On the other hand the classic data abstraction story (signatures/interfaces for structures/modules) naturally allows for selecting or optimising implementations depending on uses. There was some great work done in the early 2000s on that (see [4]) and I'm sure the state-of-the-art has moved on since [5].

[1] https://dblp.org/pid/d/SKDebray.html

[2] https://en.wikipedia.org/wiki/Self_(programming_language)

[3] http://mlton.org/

[4] https://dblp.org/pid/59/4501.html

[5] https://en.wikipedia.org/wiki/Interprocedural_optimization

mrkeen 2 hours ago [-]
They are consistency boundaries too.

> This problem is usually caused by a leaky abstraction; the ORM, or whatever database abstraction you are using, can’t anticipate that it would need to send N queries, so it can’t automatically optimize this down to a single query.
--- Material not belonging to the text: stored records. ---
PR #13635, opened 2020-09-21
[magnum] add `angle` feature to support build with ANGLE

linuxaged:
we can now build magnum with ANGLE: `vcpkg install --head corrade[*] magnum[sdl2application,glfwapplication,angle]`
have tested on Win64 and passed.


NancyLi1013 (commented):
Could you please also update the version in `CONTROL `file?
```
Version: 2020.06
Port-Version: 1
```

NancyLi1013:
Have you tested the feature? Can those work fine?

linuxaged:
> Have you tested the feature? Can those work fine?

ANGLE support is supposed to be Windows only currently, have tested on Windows and works as expected.
How to make the `angle` feature in CONTROL platform constrained? this seems can be done easily in new manifest `vcpkg.json`
We have some discussion [here](https://github.com/mosra/magnum/pull/470).

Squareys:
@linuxaged Huh, this is interesting, specifying the target as feature feels a little weird 🤔 
There are a couple of issues I see with this:
 - If you install `magnum[*]` you will unexpectedly build for GLES instead of desktop GL
 - Assuming android or iOS triplets, `angle` would mean `gles3`, which doesn't feel right
 - Assuming emscripten triplets, you would be forcing `WebGL2`, but that is not supported everywhere, so using WebGL1 might be preferred.

There should definitely be a way to specify this (and the GLES version) while building _somehow_. That would make this a lot more flexible.

As I use these packages a lot myself, I can imagine a use case, where I want both Angle and Desktop versions installed.
With vcpkg that would therefor map well to a triplet properly.

`vcpkg install magnum[*]:x64-windows-gles3` vs `vcpkg install magnum[*]:x64-windows`.

linuxaged:
> * If you install `magnum[*]` you will unexpectedly build for GLES instead of desktop GL
> * Assuming android or iOS triplets, `angle` would mean explicitly setting the GLES version to 3, which doesn't feel right
> * Assuming emscripten triplets, you would be forcing `WebGL2`, but that is not supported everywhere, so using WebGL1 might be preferred.

before, i thought these could be solved with `vcpkg.json`:
```
    "angle-gles2": {
      "description": "use GLES2 on desktop with ANGLE",
      "dependencies": [
        "angle"
      ],
      "platform": "windows"
    },
    "angle-gles3": {
      "description": "use GLES3 on desktop with ANGLE",
      "dependencies": [
        "angle"
      ],
      "platform": "windows"
    },
```
but unfortunately the field 'platform' is not supported in `features`

> There should definitely be a way to specify this (and the GLES version) while building _somehow_. That would make this a lot more flexible.

we could separate the `angle` feature into `angle-gles2` and `angle-gles3`, but using `feature` is not a good idea as mentioned above.
 
> I want both Angle and Desktop versions installed.
> `vcpkg install magnum[*]:x64-windows-gles3` vs `vcpkg install magnum[*]:x64-windows`.

If so, how does the building tools know which one to build target?

Summary: this patch is just a quick hack to get Magnum work with ANGLE easily on Windows. More discussion and work need to be done make it acceptable to all users!

NancyLi1013:
Hi @linuxaged 

Sorry for the long delay.

In fact, feature has supported for `platform `field in vcpkg.json. 
It seems that the format is not correct in your vcpkg.json file.

It should be like this:

 ```
"features": {
  "angle-gles2": {
      "description": "use GLES2 on desktop with ANGLE",
      "dependencies": [
         {
           "name" "angle",
           "platform": "windows"
         }
      ],
    },
    "angle-gles3": {
      "description": "use GLES3 on desktop with ANGLE",
      "dependencies": [
        {
          "angle"
          "platform": "windows"
        }
      ],
    },
}
```

Please refer to this port:
https://github.com/microsoft/vcpkg/blob/master/ports/kenlm/vcpkg.json

So would like to try this again?

**Comment by NancyLi1013** [comment]
@linuxaged 

I noticed you have reverted `angle `feature. 

So in this PR, you just update `CONTROL` file as` vcpkg.json` file and add these two options  `${GLES_OPTION}`
        `${GLES2_OPTION}` in `vcpkg_configure_cmake()`. Is this right?

**Comment by linuxaged** [comment]
convert `CONTROL` into `vcpkg.json` is step zero, i'm still working on it && doing some testings locally. Have not pushed to remote yet.

**Comment by NancyLi1013** [comment]
Please let me know if this PR is ready for review now. If not, you can convert it to draft.

**Comment by linuxaged** [comment]
blocked by `EGL_NO_DISPLAY` error. 
ANGLE(gles2) + Magnum seems not work on both macOS and Windows:

```
INFO: egl::Debug::insertMessage(462): EGL ERROR: eglQueryString: display is EGL_NO_DISPLAY.
Renderer: ANGLE (NVIDIA GeForce GTX 1050 Ti Direct3D11 vs_5_0 ps_5_0) by Google Inc.
OpenGL version: OpenGL ES 3.0.0 (ANGLE 2.1.0.invalid-hash)
Using optional features:
    GL_ANGLE_framebuffer_blit
    GL_ANGLE_framebuffer_multisample
    GL_ANGLE_instanced_arrays
    GL_EXT_discard_framebuffer
    GL_EXT_draw_buffers
    GL_EXT_robustness
    GL_EXT_texture_filter_anisotropic
    GL_EXT_texture_storage
    GL_KHR_debug
    GL_OES_vertex_array_object
INFO: gl::Debug::insertMessage(183): GL error: HIGH: Uniform size does not match uniform method.
```
I'm using the Magnum built with `TARGET_DESKTOP_GLES` which does not depend on ANGLE.

NancyLi1013:
Please ping me if this PR is ready for review @linuxaged.

NancyLi1013:
@linuxaged 

linuxaged:
Magnum can be built with `TARGET_DESKTOP_GLES`, this is the simpler way to use Magnum with GLES on desktop.
This PR could be closed.

NancyLi1013:
Thanks for your feedback @linuxaged.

If you do an if-statement with an ORM before doing an update-statement, the result of the if-statement is already stale before the update occurs. If you skipped the ORM and put your if-statement as a where-clause, it's less of a problem.

> However, this only works since Haskell is declarative / pure; the low-level operational semantics (like evaluation order) are abstracted away from the programmer, and as such are amenable to optimization.

What else is declarative / pure? SQL. Not ORMS.